I've had my Series 2 80 hour Tivo for about a year now, and I love it. Just ran a Cat5 jumper from it to my computer. I am using a Linksys USB100m adapter on the Tivo and an Intel 82558 10/100 adapter in my computer. I've started transferring saved shows from my Tivo to my computer using Tivo Desktop 2.3a, and I can't make heads or tails of the transfer speeds. A 2 hour show recorded at good quality, about 5.1GB in size, is taking about 3 or so hours or so to transfer. A half-hour show at good quality, about 800MB, takes about 40 minutes.

Based on my understanding of USB, there are two possible speeds with USB 1.x (Low=1.5Mb/Sec and Full=12Mb/Sec), and 3 possible speeds with USB2.0 (Low, Full, and High=480Mb/Sec).

If the device is defaulting to Low speed, the above makes sense, as a 800 MB file should take between 20 and 40 minutes. But, Low is usually used only by mice, keyboards, joysticks, etc. If it is using Full speed, which is what I would expect, the transfer should take place in 8 to 16 minutes.

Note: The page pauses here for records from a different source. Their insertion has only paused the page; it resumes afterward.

PR #716, opened 2026-08-19
Handle secondary gateway payloads by NDFC version

### LINKED ISSUE #715: dcnm_network: secondaryGWs breaks network creation on NDFC 12.2.2.238
### Community Note

* Please vote on this issue by adding a 👍 reaction to the original issue to help the community and maintainers prioritize it.
* Please do not leave "+1" comments that do not add relevant information.
* If you are interested in working on this issue or have submitted a pull request, please leave a comment.

### Summary

`cisco.dcnm` 3.12.1 adds the aggregated `secondaryGWs` field to `networkTemplateConfig` when creating or processing networks.

NDFC 12.2.2.238, running on ND 3.2(1e), rejects the network creation request when this field is present, even when no secondary gateways are configured.

The same network can be created successfully when `secondaryGWs` is omitted and the legacy `secondaryGW1` through `secondaryGW4` fields are preserved.

### Ansible Version and Collection Version

Affected environment:

```text
ansible-core: 2.16.3
Python: 3.10.13
cisco.dcnm: 3.12.1
```

Working control:

```text
cisco.dcnm: 3.11.1
```

The issue was originally observed through `cisco.nac_dc_vxlan`, but the payload comparison and controlled field-removal test locate the incompatible behavior in `dcnm_network`.

### NDFC Version

Affected:

```text
ND: 3.2(1e)
NDFC: 12.2.2.238
```

Positive control:

```text
ND: 3.2(2m)
NDFC: 12.2.3.70
```

The exact first supported NDFC build still needs to be confirmed.

### Affected Module

```text
cisco.dcnm.dcnm_network
```

The behavior is present in `plugins/modules/dcnm_network.py` from the `3.12.1` tag.

`secondaryGWs` is added in four processing paths:

```text
update_create_params()
normalize_have_network()
push_to_remote()
dcnm_update_network_information()
```

The relevant locations in the 3.12.1 tag are approximately:

```text
2513-2514
2566-2567
4812-4813
5571-5572
```

### Potential Fabric Scope

The live failure was confirmed on a multicluster parent.

However, the current condition adds `secondaryGWs` to every fabric type except:

```text
multisite_child
multicluster_child
```

Based on code inspection, the affected path is also reachable for:

* standalone VXLAN EVPN fabrics;
* standalone eBGP VXLAN fabrics;
* multisite parent fabrics; and
* multicluster parent fabrics.

These additional fabric types have not yet been reproduced against NDFC 12.2.2.238, so their runtime impact should be treated as potentially affected rather than confirmed.

### Minimal Reproduction

Create an L3 network on a multicluster parent without configuring any secondary gateway:

```yaml
config:
  - net_name: test_network
    vrf_name: test_vrf
    net_id: 4200002
    vlan_id: 2000
    vlan_name: test_network
    gw_ip_subnet: 169.254.0.129/25
    arp_suppress: true
    deploy: false
```

The affected execution uses:

```yaml
state: replaced
fabric: MCFG_PARENT
```

### Payload Comparison

With `cisco.dcnm` 3.11.1, the generated `networkTemplateConfig` contains only the legacy fields:

```json
{
  "secondaryGW1": "",
  "secondaryGW2": "",
  "secondaryGW3": "",
  "secondaryGW4": ""
}
```

With `cisco.dcnm` 3.12.1, the same logical network contains one additional field:

```json
{
  "secondaryGW1": "",
  "secondaryGW2": "",
  "secondaryGW3": "",
  "secondaryGW4": "",
  "secondaryGWs": "{\"secondaryGWs\":[]}"
}
```

After normalizing and comparing both captured requests, `secondaryGWs` was the only semantic difference inside `networkTemplateConfig`.

The complete request grew from 918 to 967 bytes. The 49-byte increase matches the serialized and escaped `secondaryGWs` field exactly.

### Actual Behavior

NDFC 12.2.2.238 rejects the network creation request:

```text
HTTP 400 Bad Request

Invalid template config parameters:
invalid character 's' after object key:value pair
```

The failure occurs on:

```text
POST /onemanage/appcenter/cisco/ndfc/api/v1/onemanage/top-down/fabrics/<fabric>/networks
```

This happens before the network attachment request.

### Controlled Confirmation

A controlled test was performed with `cisco.dcnm` 3.12.1 on the affected controller:

1. The original 3.12.1 code generated `secondaryGWs`.
2. Network creation failed with HTTP 400.
3. Only the four code paths that add `secondaryGWs` were disabled.
4. The same network was submitted again.
5. Network creation succeeded.
6. Additional networks were also created successfully.

No secondary gateways were configured or required in this scenario.

### Expected Behavior

`dcnm_network` should generate a network payload compatible with the connected NDFC version.

For controllers that do not support the aggregated `secondaryGWs` field, the module should:

* omit `secondaryGWs`;
* preserve the legacy `secondaryGW1` through `secondaryGW4` fields; and
* continue allowing networks without secondary gateways to be created.

For supported controllers, `secondaryGWs` should continue to be generated.

If a user requests more secondary gateways than an older controller can represent, the module should fail clearly instead of silently dropping the unsupported intent.

### Suggested Fix Boundary

Gate `secondaryGWs` on controller support in all four processing paths. Preserve the legacy fields on older controllers and fail clearly when the requested configuration cannot be represented safely.

### Suggested Tests

* Verify that NDFC 12.2.2.238 receives only the legacy secondary gateway fields.
* Verify that supported controllers continue receiving `secondaryGWs`.
* Verify create, update and idempotency with and without secondary gateways.
* Cover standalone and parent fabric paths.

### References

Related historical support:

* #196
* #208

Those references added secondary gateway functionality but do not cover this controller-version compatibility behavior.

dacasti2mx:
### Summary

NDFC 12.2.2.238 does not support the aggregate `secondaryGWs` network-template field, while the
known-compatible 12.2.3.70 release does. `dcnm_network` previously generated the aggregate field for
standalone and parent fabrics without considering the controller version.

This change makes secondary-gateway payload generation version-aware while preserving the four
existing `secondaryGW1`-`secondaryGW4` fields:

- versions before the minimum known-compatible 12.2.3.70 omit `secondaryGWs`;
- 12.2.3.70 and newer versions generate `secondaryGWs`;
- unknown versions fail before a write when gateways are configured;
- child fabrics retain their existing behavior;
- controller state that cannot be represented safely by the four positional fields fails closed;

The module uses the normalized full version already supplied by the existing action/helper flow;
no new raw-version field or version lookup was added.

Fixes #715.

### Validation

- Focused secondary-gateway tests: 68 passed, 173 subtests passed.
- Complete `dcnm_network` unit suite: 183 passed, 184 subtests passed.
- Complete unit suite: 3076 passed, 234 subtests passed; the single known suite-order logging test
  passed when run alone.
- `py_compile`, materialized pep8, and `git diff --check`: passed.
- `validate-modules`: no new findings; only the repository's existing license/RETURN findings.
- Live create on NDFC 12.2.3.70: wire capture confirmed `secondaryGWs` was sent.
- Isolated forced-legacy control on the same lab: wire capture confirmed `secondaryGWs` was omitted
  while `secondaryGW1`-`secondaryGW4` were preserved.
- Create, deploy, reversible update, idempotency, ordered cleanup, NDFC verification, and NX-OS
  verification passed; the original lab baseline was restored.

### Scope and limitations

- 12.2.3.70 is the minimum version confirmed compatible by this investigation; the conservative
  interval below it is treated as legacy.

### Files changed

- `plugins/modules/dcnm_network.py`
- `tests/unit/module_utils/common/test_dcnm_version_supported.py`
- `tests/unit/modules/dcnm/test_dcnm_network.py`

### DIFF
--- a/plugins/modules/dcnm_network.py
+++ b/plugins/modules/dcnm_network.py
@@ -264,21 +264,26 @@ options:
       secondary_ip_gw1:
         description:
         - IP address with subnet for secondary gateway 1
+        - NDFC versions from the minimum known-compatible 12.2.3.70 use an aggregate list and require gateways in slot order without gaps
+        - Older versions keep the four positional fields; an unknown version with configured gateways fails before any write
         type: str
         required: false
       secondary_ip_gw2:
         description:
         - IP address with subnet for secondary gateway 2
+        - See secondary_ip_gw1 for version compatibility and slot ordering
         type: str
         required: false
       secondary_ip_gw3:
         description:
         - IP address with subnet for secondary gateway 3
+        - See secondary_ip_gw1 for version compatibility and slot ordering
         type: str
         required: false
       secondary_ip_gw4:
         description:
         - IP address with subnet for secondary gateway 4
+        - See secondary_ip_gw1 for version compatibility and slot ordering
         type: str
         required: false
       trm_enable:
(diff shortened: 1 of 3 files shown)


mikewiebe:
### Low: Avoid quadratic desired-network scanning

**Issue**

For `state: overridden`, each existing network scans the full desired-network list to determine whether it should be retained. This creates O(existing × desired) processing.

**Evidence**

[`plugins/modules/dcnm_network.py:2887`](https://github.com/CiscoDevNet/ansible-dcnm/pull/716/files#diff-81913290492fc2a4c62ca8ade79047040d6afc496e3dbc92761e14a1ed6f472cR2887) calls `any(...)` over `self.want_create` inside `normalize_have_network()`.

A benchmark on this PR head showed approximately quadratic growth:

- 800 × 800: 0.0302 seconds
- 1,600 × 1,600: 0.1069 seconds
- 3,200 × 3,200: 0.3993 seconds

**Existing PR overlap**

**Impact**

Large overridden operations may spend increasingly significant time performing repeated name lookups.

**Suggested fix**

Build a set or dictionary of desired network names once after `get_want()`, then use constant-time membership checks during normalization. Add a scale-oriented overridden-state unit test.

dacasti2mx:
> ### Low: Avoid quadratic desired-network scanning
> 
> **Issue**
> 
> For `state: overridden`, each existing network scans the full desired-network list to determine whether it should be retained. This creates O(existing × desired) processing.
> 
> **Evidence**
> 
> [`plugins/modules/dcnm_network.py:2887`](https://github.com/CiscoDevNet/ansible-dcnm/pull/716/files#diff-81913290492fc2a4c62ca8ade79047040d6afc496e3dbc92761e14a1ed6f472cR2887) calls `any(...)` over `self.want_create` inside `normalize_have_network()`.
> 
> A benchmark on this PR head showed approximately quadratic growth:
> 
>     * 800 × 800: 0.0302 seconds
> 
>     * 1,600 × 1,600: 0.1069 seconds
> 
>     * 3,200 × 3,200: 0.3993 seconds
> 
> 
> **Existing PR overlap**
> 
> No matching existing PR comment found.
> 
> **Impact**
> 
> Large overridden operations may spend increasingly significant time performing repeated name lookups.
> 
> **Suggested fix**
> 
> Build a set or dictionary of desired network names once after `get_want()`, then use constant-time membership checks during normalization. Add a scale-oriented overridden-state unit test.

Thanks @mikewiebe, working on that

Is the Tivo stuck on the lowest possible speed for some reason? Can anything be done to increase the transfer speed?

TIA
Brian


----------



## CuriousMark (Jan 13, 2005)

The transfer speed is set by the TiVo's internal processes remuxing the video stream and applying encryption to it. The processor is going as fast as it can. You will get a slight speed up by going to a USB200M but the difference is small. There are some workarounds you can try. The first is to go to the sending TiVo, play a pre-recorded program and pause it. Turn off the TV if it is at risk of burnin. This helps because the TiVo is no longer reading from the HD to play the show. Another option is to tune a nonexisting channel so that you get the blue no video source screen displayed by the TiVo. This stops video going onto and coming off the HD and provides even more resources to the TiVoToGo software.

Your speeds are not that atypical, so it doesn't look like you have anything serious going wrong. 

Good luck,

CuriousMark


----------